Lines from the one containing "use Doctrine\RST\Event\PostParseDocumentEvent;" through the last line of the records below are to be repeated exactly.

__________________________________________________

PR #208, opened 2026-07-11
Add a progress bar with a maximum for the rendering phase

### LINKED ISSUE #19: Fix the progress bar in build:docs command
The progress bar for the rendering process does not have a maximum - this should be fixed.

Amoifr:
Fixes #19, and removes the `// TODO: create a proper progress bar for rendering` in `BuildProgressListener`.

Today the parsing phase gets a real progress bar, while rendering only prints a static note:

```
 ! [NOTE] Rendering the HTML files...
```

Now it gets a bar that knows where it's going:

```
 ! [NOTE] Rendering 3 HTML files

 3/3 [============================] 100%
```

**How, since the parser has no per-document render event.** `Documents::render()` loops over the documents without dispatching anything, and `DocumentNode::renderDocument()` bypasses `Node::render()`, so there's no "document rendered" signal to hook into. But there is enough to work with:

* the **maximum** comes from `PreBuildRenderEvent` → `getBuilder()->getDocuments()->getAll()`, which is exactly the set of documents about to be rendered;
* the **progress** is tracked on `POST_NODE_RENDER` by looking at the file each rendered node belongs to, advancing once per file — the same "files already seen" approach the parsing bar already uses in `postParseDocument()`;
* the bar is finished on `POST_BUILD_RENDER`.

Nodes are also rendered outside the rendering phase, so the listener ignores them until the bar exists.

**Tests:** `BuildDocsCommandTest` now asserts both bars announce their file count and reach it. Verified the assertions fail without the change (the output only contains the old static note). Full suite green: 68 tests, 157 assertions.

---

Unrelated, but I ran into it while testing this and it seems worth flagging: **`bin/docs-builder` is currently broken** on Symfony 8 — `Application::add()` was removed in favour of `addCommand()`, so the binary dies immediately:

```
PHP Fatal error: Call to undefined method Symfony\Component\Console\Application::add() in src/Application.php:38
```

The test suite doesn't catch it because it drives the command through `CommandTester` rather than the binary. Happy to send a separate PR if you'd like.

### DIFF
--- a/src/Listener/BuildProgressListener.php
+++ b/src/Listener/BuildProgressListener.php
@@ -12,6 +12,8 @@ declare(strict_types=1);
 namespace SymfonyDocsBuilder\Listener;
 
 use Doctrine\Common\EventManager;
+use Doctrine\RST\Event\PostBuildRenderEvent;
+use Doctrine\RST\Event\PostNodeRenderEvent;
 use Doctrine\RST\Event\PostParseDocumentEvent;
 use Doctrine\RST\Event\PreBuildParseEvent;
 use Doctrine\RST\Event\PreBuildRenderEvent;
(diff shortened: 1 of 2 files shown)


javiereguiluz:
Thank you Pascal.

__________________________________________________

> Solution for this exercise
 use Doctrine\RST\Event\PostParseDocumentEvent;
 use Doctrine\RST\Event\PreBuildParseEvent;
 use Doctrine\RST\Event\PreBuildRenderEvent;
(diff shortened: 1 of 2 files shown)


javiereguiluz:
Thank you Pascal.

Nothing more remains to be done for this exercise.